BEGIN

PR #903, opened 2022-07-09
Added support for "postAdditionalFiles" in ASGS configs.

### LINKED ISSUE #894: add ASGS config variable for specifying additional files to post when using `opendap_post2.sh`

wwlwpd:
Issue 894: "postAdditionalFiles" can be defined as a bash array in ASGS
configuration files for defining custom files to be added to the file list
that is transfered by output/opendap_post2.sh.

Example in context of an ASGS configuration file,

  OPENDAPPOST=opendap_post2.sh
  POSTPROCESS=( includeWind10m.sh createOPeNDAPFileList.sh "${OPENDAPPOST}" )
  postAdditionalFiles=(file1.ext file2.ext fileN.etc) #<~ custom files to send via $OPENDAPPOST
  # ^^ new variable ^^

The basic process is that writeProperties() in ./writeProperties.sh writes
to run.properties, and from there output/opendap_post2.sh gets this list and
sends the files.

NOTE: This change includes some refactors that eliminated loops using ${ARRAY[*]}
into single line produced the desired effect, "echo ${ARRAY[@]}".

Resolves #894.


wwlwpd:
can't figure out how to add @notstarboard as a 2nd reviewer; hopefully this mention gives some visibility

output/opendap_post2.sh
```diff
@@ -77,9 +89,29 @@ if [[ ${#SERVERS[@]} -eq 0 ]]; then
...
+IFS=' ' read -r -a FILES_Standard <<< "$fileList"
+
+declare -a FILES_Additional
+additionalFileList=${properties["post.opendap.additionalFiles"]}
+IFS=' ' read -r -a FILES_Additional <<< "$additionalFileList"
+
 declare -a FILES
-fileList=${properties["post.opendap.files"]} # array of files to post to opendap
-IFS=' ' read -r -a FILES <<< "$fileList"  # FIXME: contains "(" and ")" (don't use eval)
+FILES=( "${FILES_Standard[@]}" "${FILES_Additional[@]}" ) # NOTE: duplicates are not removed or detected
```
jasonfleming, line 109: I tested this on the  command line and found that the parentheses were retained due to the reasons described above for `SERVERS`: 
```
asgs (HSOFS_gfs_jgf)> echo ${FILES[@]}                                                                                                                                                                                          
( fort.15 fort.22 fort.61.nc fort.63.nc maxele.63.nc run.properties fort.74.nc maxwvel.63.nc sendNotification endrisinginun.63.nc everdried.63.nc fort.64.nc fort.68.nc fort.71.nc fort.72.nc fort.73.nc initiallydry.63.nc inun
dationtime.63.nc maxinundepth.63.nc maxrs.63.nc maxvel.63.nc minpr.63.nc /scratch/00976/jgflemin/asgs2369694/2022071000/cycle.log /scratch/00976/jgflemin/asgs2369694/2022071000/nowcast/scenario.log /work/00976/jgflemin/ls6/a
sgs-configs/2022/asgs_config_HSOFS_gfs_jgf.sh /work/00976/jgflemin/ls6/log/HSOFS_gfs_jgf.asgs-2022-Jul-09-T11:19:43-0500.2369694.log ) ( file1 file2 fileN )
```

output/opendap_post2.sh
```diff
@@ -77,9 +89,29 @@ if [[ ${#SERVERS[@]} -eq 0 ]]; then
...
+
+#+ vvvvv
+# BEGIN - determine what files to upload, takes into
+# consideration files written in the scenario's run.properties
+# file, using 2 keys:
+#   + post.opendap.files           - generated by output/createOPeNDAPFileList.sh
+#   + post.opendap.additionalFiles - specified by user config via "postAdditionalFiles"
+#
+declare -a FILES_Standard
+fileList=${properties["post.opendap.files"]}
```
jasonfleming, line 101: For reasons described above, I suggest
```
declare -a fileList
fileList=( $( echo ${properties["post.opendap.files"]} | tr -d "()") )
```
Not sure the `declare` is even needed.

output/opendap_post2.sh
```diff
@@ -77,9 +89,29 @@ if [[ ${#SERVERS[@]} -eq 0 ]]; then
...
+IFS=' ' read -r -a FILES_Standard <<< "$fileList"
+
+declare -a FILES_Additional
```
jasonfleming, line 104: For reasons described above, I suggest
```
declare -a additionalFileList
additionalFileList=( $( echo ${properties["post.opendap.files"]} | tr -d "()") )
```
Not sure the declare is even needed.

output/opendap_post2.sh
```diff
@@ -77,9 +89,29 @@ if [[ ${#SERVERS[@]} -eq 0 ]]; then
...
+additionalFileList=${properties["post.opendap.additionalFiles"]}
```
jasonfleming, line 105: The `post.opendap.files` property only consists of files that are confirmed to exist (at least), because the script that creates the list checks with either `ls` or `-e` (in all cases?). But this file list has been formed without confirming that the files in the list both exist and are not zero length. Not sure what is the best way to handle this. Maybe add a check and emit a warning message if they are not found or are zero length? And then remove them from the list of files to be transferred?

jasonfleming (commented):
Hey @wwlwpd I tested this on the command line and have some suggested alt formulations for extracting and formulating the lists of files to post.

wwlwpd:
Thanks for the comments, will update according to your suggestions. I will look at checking that the additional files also exist (do you think the zero size is needed? I'd imagine it'd be good to send them anyway? Idk - thoughts?)

output/opendap_post2.sh
wwlwpd: FWIW, you (assuming) have accounted for this where `$FILES` are looped over,

```
      while [[ $fileIndex -lt `expr ${#FILES[@]} - 1` ]] ; do  # skip the closing "("
         file="${FILES[$fileIndex]}"
         if [[ $file = '(' || $file = ')' || ! -s $file ]]; then
            fileIndex=`expr $fileIndex + 1` 2>> $SCENARIOLOG
            continue
         fi
 ...
```

wwlwpd:
@jasonfleming - all changes since last review were made in `output/opendap_post2.sh` - cleaned up a bunch of stuff as a result. I think the only thing I didn't do was check for size 0; but only files that exist are uploaded. In additional to this, all files are resolved to their full paths upfront. I also added a `-w` check in the `SSHCMD` that has the `chmod` - checks to see if that file is writable by `$USER`.

jasonfleming (approved):
This looks great @wwlwpd thank you.

PR #912, opened 2022-07-10
Allowed grib2 files to be reported as type 'data' from bash file command

### LINKED ISSUE #911: bash file command v5.11 on supermic reports grib2 file type as 'data'
The `bash` `file` command is used to smoke test locally downloaded grib2 files. Newer versions of `file` report the file type of grib2 files as `(GRIB) version 2` whereas older versions (e.g., v5.11 on supermic) report the type of this file as simply `data`.

jasonfleming:
resolves #911

### DIFF
--- a/downloadGFS.sh
+++ b/downloadGFS.sh
@@ -164,12 +164,12 @@ downloadGFS()
             # (may want to turn off this conditional for end-to-end testing)
             subsetSuccess=0
             localFile=$instanceGfsDir/$yyyymmdd/$file
+            cmd="curl -s "$finalURL" > $localFile 2>> $SYSLOG" # used in error messages
             while [[ $subsetSuccess -eq 0 ]]; do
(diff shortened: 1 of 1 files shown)


downloadGFS.sh
```diff
@@ -183,7 +183,7 @@ downloadGFS()
                     localFileType="$(file $localFile 2>> $SYSLOG)"
```
wwlwpd, line 183: I am going to approve and merge this, but maybe we need a separate utility that does some deep verification if this step is actually needed. E.g., if we're just checking that it's "data" then that doesn't seem to be much different than making sure the file exists or that it's got a size > 0 bytes. Just a thought!

wwlwpd (approved):
minor change, adds an additional check but maybe we need some deeper checks in the future - probably best to just wait it out and see.

PR #918, opened 2022-07-12
Updated RMQ message to name correct wind product, confirmed asgs-msgr…

notstarboard:
This should address issue 884, where asgs-msgr.sh and asgs-msgr.py both use /usr/bin/python, which is the system python 2 (at least on hatteras). Now it will use python3, which should always be the ASGS python 3 when run via asgsh.

I also snuck in a change to an RMQ message in downloadGFS.sh that was confusing me for a bit in the console output. Now it should rightly print "GFS" when downloading GFS data instead of "NAM".

---

I've run into no errors from any of these changes, but I should caveat this with the fact that I'm still struggling to get my ASGS instance working as expected. If these changes introduced problems, depending on how subtle, it could be harder for me to catch them at present.

### DIFF
--- a/monitoring/asgs-msgr.sh
+++ b/monitoring/asgs-msgr.sh
@@ -4,7 +4,7 @@ THIS=$(basename -- $0)
 
 echo "RMQMessaging:Validating Message Service..."
 
-RMQMessaging_Python=$(which python3); # should be using python provided by ASGS environment
+RMQMessaging_Python=python3 ; # should be using python provided by ASGS environment
 
 if [[ ! -e ${RMQMessaging_Python} ]] ; then 
 	echo "Specified Python (${RMQMessaging_Python}) not found. Turning off RMQMessaging."
--- a/monitoring/asgs-msgr.sh
+++ b/monitoring/asgs-msgr.sh
@@ -4,7 +4,7 @@ THIS=$(basename -- $0)
 
 echo "RMQMessaging:Validating Message Service..."
 
-RMQMessaging_Python=$(which python); # should be using python provided by ASGS environment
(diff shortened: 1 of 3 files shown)


monitoring/asgs-msgr.sh
```diff
@@ -4,7 +4,7 @@ THIS=$(basename -- $0)
 
 echo "RMQMessaging:Validating Message Service..."
 
-RMQMessaging_Python=$(which python); # should be using python provided by ASGS environment
+RMQMessaging_Python=$(which python3); # should be using python provided by ASGS environment
```
wwlwpd, line 7: this should just be,

```
RMQMessaging_Python=python3
```

Because this is already available via `asgsh`'s `PATH` environmental variable.

wwlwpd (changes requested):
Thanks for the PR!! I'd like to treat this PR as one that "gets RMQ" working in ASGS with `python3` - which is different than how we normally treat things. However since it's currently broken I don't want there to be incremental changes that don't get it fully working again. I can help with changing the bits that install the required modules during `./init-asgs.sh` (or after); but assuming the modules are installed this just needs to be able to work as before. Let me know clarification is needed. Thanks, again!

wwlwpd:
I moved this to draft so that it's easier to check the status in the PR list. When ready pls mark it "Ready for Review". Thanks!

notstarboard:
> I moved this to draft so that it's easier to check the status in the PR list. When ready pls mark it "Ready for Review". Thanks!

Apologies, I made the change but I didn't know to mark it ready for review! Should be all set.

wwlwpd (approved):
Looks good to me. I will take care of squashing these 3 commits into 1.

PR #921, opened 2022-07-14
Adding "sendNotification" file tracer back opendap_post2.sh.

### LINKED ISSUE #919: emails broken again
Probably related to a mistake I made in #894.

wwlwpd:
Issue 919: During the refactor of opendap_post2.sh, I missed
the email comms tracer, "sendNotification" - which is meant to
act as signal for the script to send an email to the addresses
specified in the configuration file. This was getting removed bec
it isn't meant to be an actual file on the filesystem.

If detected "sendNotification" is added as the last item in the
list of files, so that the message is sent out after all of the
files have been processed. This may provide an opportunity in
the future to have more robust checks and messaging.

Resolves #919.

### DIFF
--- a/output/opendap_post2.sh
+++ b/output/opendap_post2.sh
@@ -109,7 +109,14 @@ _FILES=( "${FILES_Standard[@]}" "${FILES_Additional[@]}" ) # NOTE: duplicates ar
 
 # now filter out any files that do not exist
 FILES=()
+sendNotification=
 for _file in ${_FILES[*]}; do
+  # check for 'sendNotification' tracer before `readlink -f` which requires a real file
+  if [[ $_file == "sendNotification" ]]; then
+    sendNotification=$_file
+    FILES+=($_file)
+    continue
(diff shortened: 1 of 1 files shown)


jasonfleming (changes requested):
Hey @wwlwpd it is good to detect this `sendNotification` faux file name and handle it even though it does not exist. But the purpose of it is to send the notification email early (before all the files have been uploaded) to avoid delaying the sending of the notification email for for files that will not be needed by the recipient(s) (e.g., CERA). The way the script currently works, If `sendNotification` is not in the list of files, the notification is automatically sent after all files have been transmitted. I think the `if` statement on line 115 could be changed to `if [[ -e $_file || $_file == "sendNotification" ]]; then`

wwlwpd:
I will take care of that ordering issue with the tracer.

jasonfleming (approved):
This looks great, thank you @wwlwpd

PR #932, opened 2022-07-21
COAMPS-TC support

### LINKED ISSUE #850: Add support for COAMPS-TC

jasonfleming:
resolves #850

### DIFF
--- a/downloadCOAMPSTC.sh
+++ b/downloadCOAMPSTC.sh
@@ -1,0 +1,490 @@
+#!/bin/bash
+
+#trap read debug
+#----------------------------------------------------------------
+# downloadCOAMPSTC.sh: Subroutine that polls the MetGet service
+# to determine status of COAMPS-TC data and then subsets
+# and downloads it via web client.
+#----------------------------------------------------------------
+# Copyright(C) 2022 Jason Fleming
+#
+# This file is part of the ADCIRC Surge Guidance System (ASGS).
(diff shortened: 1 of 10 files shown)


downloadCOAMPSTC.sh
```diff
@@ -0,0 +1,490 @@
+#!/bin/bash
```
wwlwpd, line 1: We need to start putting all scripts in `./bin` or somewhere else that's in `PATH`. If it's not in `PATH`, then we need to add it there. `$SCRIPTDIR` is not currently in `PATH` but probably should be just for the existing scripts there.

wwlwpd (changes requested):
Big request atm: pls put `downloadCOAMPSTC.sh` into `./bin` or some other directory that's in `PATH`. If you need to create a new `bin` somewhere and it should be in `PATH`, this is controlled in `./cloud/general/asgs-brew.pl`.

downloadCOAMPSTC.sh
jasonfleming: can do

jasonfleming:
Hey @wwlwpd before I move `downloadCOAMPSTC.sh` to `/bin`, I wanted to point out that this script is not meant to be executed as a standalone, it is meant to be `source`d into `asgs_main.sh` ... I didn't know if this changes your mind about it

PR #942, opened 2022-07-22
critical path fix for copying Wind10m layers rather than using ln -s

### LINKED ISSUE #940: `includeWind10m.sh` uses symbolic links, which confuses `opendap_post2.sh` `readlink` path resolver

jasonfleming:
resolves #940 ; testing this now


wwlwpd (approved):
Good catch, thanks for the fix!

Issue #954, opened 2022-07-26
RMQMessaging Still Not Working Post-Issue-918 Fix


notstarboard:
My Issue-918 fix didn't get RMQ messaging running - I should have reformulated the if check now that we're not using which. As is, the check fails to recognize when python3 exists. I'll get going on the necessary change now.

PR #956, opened 2022-07-26
Fixed python3 existence check

notstarboard:
This is to address Issue #954


monitoring/asgs-msgr.sh
```diff
@@ -6,7 +6,7 @@ echo "RMQMessaging:Validating Message Service..."
 
 RMQMessaging_Python=python3 ; # should be using python provided by ASGS environment
 
-if [[ ! -e ${RMQMessaging_Python} ]] ; then 
+if [[ ! -e $(command -v ${RMQMessaging_Python}) ]] ; then
```
wwlwpd, line 9: I'd like use `which` here, mainly for consistency. But I also had to look up what `command -v` does, and it seems like `which` is what we want. 

But that does give me an idea for a `better` command that acts like `which` so I can say, "`which` is `better`" without it being a question. xD

... on second thought, change it also to use `-x` and wrap it in quotes, though it'd be strange for a platform to not have `python3` these days:

```
 if [[ ! -x "$(which ${RMQMessaging_Python})" ]] ; then 
```

This is untested, please make sure it works before you update the PR. Thanks!

wwlwpd (changes requested):
see comment for requested change

notstarboard:
which and -x seem to work just fine!

wwlwpd (approved):
Looks good to me!

wwlwpd:
I approved it  but will merge it later since it has to be squashed.

wwlwpd:
merged this with a `cherry-pick` externally due to _squash_

PR #1283, opened 2018-10-12
Make seek() throw an exception when using NaN value

laurent22:
When `seek()` is used with a `NaN` value, a very hard to debug error is generated somewhere deep in React Native, which makes it hard to find the cause of the error (especially when the seek value is the result of a calculation that goes wrong in some cases but not others):

image

This pull request improves this by throwing an error early, which makes the issue clearer and provides a stack trace in user space:

image

### DIFF
--- a/Video.js
+++ b/Video.js
@@ -51,6 +51,8 @@ export default class Video extends Component {
   }
 
   seek = (time, tolerance = 100) => {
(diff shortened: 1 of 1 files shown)


cobarx:
Ok this makes a lot of sense, going ahead and merging this is a big improvement over the arcane error. Thanks.

PR #1302, opened 2018-10-24
Fix ExoPlayer: avoid stretching of HLS when aspect ratio changes

brianephraim:
The ExoPlayer implementation was not properly handling anamorphic HLS playlists, i.e. videos that change size or aspect ratio during playback.  iOS already handled this complexity fine.

Here is an HLS that exhibits this anamorphic behavior:  
https://hls.ted.com/talks/93.m3u8

## before fix
https://hls.ted.com/talks/93.m3u8
stretched-video

## after fix
fixed-stretch-video

Thanks for opening a PR!

#### Update the documentation

#### Update the changelog

#### Describe the changes

### DIFF
--- a/android-exoplayer/src/main/java/com/brentvatne/exoplayer/ExoPlayerView.java
+++ b/android-exoplayer/src/main/java/com/brentvatne/exoplayer/ExoPlayerView.java
@@ -205,9 +205,7 @@ public final class ExoPlayerView extends FrameLayout {
             layout.setAspectRatio(height == 0 ? 1 : (width * pixelWidthHeightRatio) / height);
 
             // React native workaround for measuring and layout on initial load.
-            if (isInitialRatio) {
-                post(measureAndLayout);
-            }
+            post(measureAndLayout);
         }
 
         @Override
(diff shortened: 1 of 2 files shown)


nbennink:
Thanks it works for me. Don't forget to remove the (now useless) comment and variable in the code.

NrqhEIcsRi004:
Good PR :)

NrqhEIcsRi004:
Can a ratio change be used for a callback?

egor-bukharov:
Hi! The PR is pending for 2 years, does this fix work now?

yegorius:
We have recently hit this bug in production and it affects a lot of our customers. Can someone please merge it?

android-exoplayer/src/main/java/com/brentvatne/exoplayer/ExoPlayerView.java
```diff
@@ -201,13 +201,8 @@ public void onCues(List<Cue> cues) {
 
         @Override
         public void onVideoSizeChanged(int width, int height, int unappliedRotationDegrees, float pixelWidthHeightRatio) {
-            boolean isInitialRatio = layout.getAspectRatio() == 0;
             layout.setAspectRatio(height == 0 ? 1 : (width * pixelWidthHeightRatio) / height);
-
-            // React native workaround for measuring and layout on initial load.
-            if (isInitialRatio) {
```
freeboub, line 208: With this patch you will have strange behavior.
If you are playing content with ABR, onVideoSizeChanged will be called on every time playlist change.
you need to check the aspect ratio have a real change,
something like this:
abs(oldAspectRatio - newAspectRatio) > aspectRatioChangeThreesold

PR #1304, opened 2018-10-25
disable airplay when sideloaded captions

ashnfb:
For sideloaded captions on iOS, we have to use an AVMutableComposition.  Unfortunately AVMutableComposition is not playable on Airplay.  This code turns off video playback (sets external playback to false).

Additional check on textTracks also returns the default AVPlayerItem if textTracks is not null, but is empty.

### DIFF
--- a/README.md
+++ b/README.md
@@ -603,6 +603,8 @@ uri | URL for the text track. Currently, only tracks hosted on a webserver are s
 
 On iOS, sidecar text tracks are only supported for individual files, not HLS playlists. For HLS, you should include the text tracks as part of the playlist.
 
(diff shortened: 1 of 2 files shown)


cobarx:
Looks good. I would add a note in the textTracks docs covering this limitation so developers know to expect it.

ashnfb:
@cobarx note for textTracks issue with airplay added to readme.  PR ready for merge.

cobarx:
Thanks for making the change, I made a few slight tweaks to the wording to make it a bit more clear. Glad you got this fixed!

PR #1310, opened 2018-10-29
Support for maximum bit rate adaptive streaming

ashnfb:
iOS and Android support maximum bit rates for HLS streams; and this can be helpful when a user wants to limit bandwidth consumption (example may include limiting content on cellular devices).

This PR implements this prop for both platforms

#### Example to test:
specify adaptive streaming without maximum bitrate limit (this is default when prop not specified)
maximumBitRate={0}

specify adaptive streaming with maximum bitrate limit
maximumBitRate={2500000}

[2500000 is an example medium-quality encoded 720P h264 video, but it will vary by the encoder and source]


cobarx:
Hi @ashnfb, great feature.

I went ahead and made some updates to the documentation and code. I've renamed it to maxBitRate to keep it in the style of bufferConfig.

In the docs, I made a couple of changes:
* Added a link to the maxBitRate entry in the list of props
* Added platform support info
* Removed note that this is for HLS streams. On ExoPlayer, this will work on DASH streams with multiple video profiles as well
It's critical we document these correctly, as someone reading the docs will be looking to them to understand the capabilities of the feature.

Looking at the iOS code, if you set the maxBitRate after the video is loaded, nothing will happen because there is nothing in applyModifiers to apply it. This is a pretty common use case if you want to emulate YouTube and change the bitrate mid-playback. Please update the PR to handle it.

Otherwise looking very good. I am going to wait for the change and will test then. Do you by any chance have a sample stream I can use to test?

c1ngular:
it is possible to make video player to automatically switch between different bitrates/resolutions according to current internet connection speed/quality at real time ?

ashnfb:
@c1ngular, the code permits chaining the maximum bitrates; however two caveats:

1. on iOS, it's not clear whether Apple supports changing bandwidth during playback
2. I don't think is the responsibility of react-native-video to make decisions about internet connection and accordingly change bitrate.  In my project, we do that in our own codebase.

c1ngular:
@ashnfb thanks !

cobarx:
@ashnfb Tested this on iOS tonight and it's looking good. I'll get to ExoPlayer tomorrow and merge it! Thanks for making the changes.

cobarx:
@ashnfb It just occurred to me that we should document how to clear the value by setting it to zero. If you get to it before I review tomorrow, can you add a note about that.

Also, looking at the Android code you are setting max rate to 0 when initializing the video. That's not what we want since it wants MaxInfinity to indicate auto-selection, I'd imagine it will cause it to select the minimum bitrate stream. I would instead use a conditional like this:
```
            trackSelector.setParameters(trackSelector.buildUponParameters()
                            .setMaxVideoBitrate(maxBitRate === 0 ? Integer.MAX_VALUE : maxBitRate));
```

ashnfb:
@cobarx I'll make the change for Android in the next hour!

ashnfb:
@cobarx thanks for making the changes

cobarx:
@ashnfb No problem, I didn't see your message till just now. Have a little time this morning to do open source work, so I hopped right into it.

ivanzhang:
@cobarx  i getting build error in android ...
image

coucoseth:
> @c1ngular The underlying player will automatically change bitrates to what it feels is the appropriate stream/resolution. I believe there is a PR in the works to support choosing a specific resolution similar to what YouTube offers.

Was this feature worked on, if yes, how can i activate/implement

END

_Work task_
Tally the lines of the records that contain the word "data" and state the total alone.

_Response to this task_
6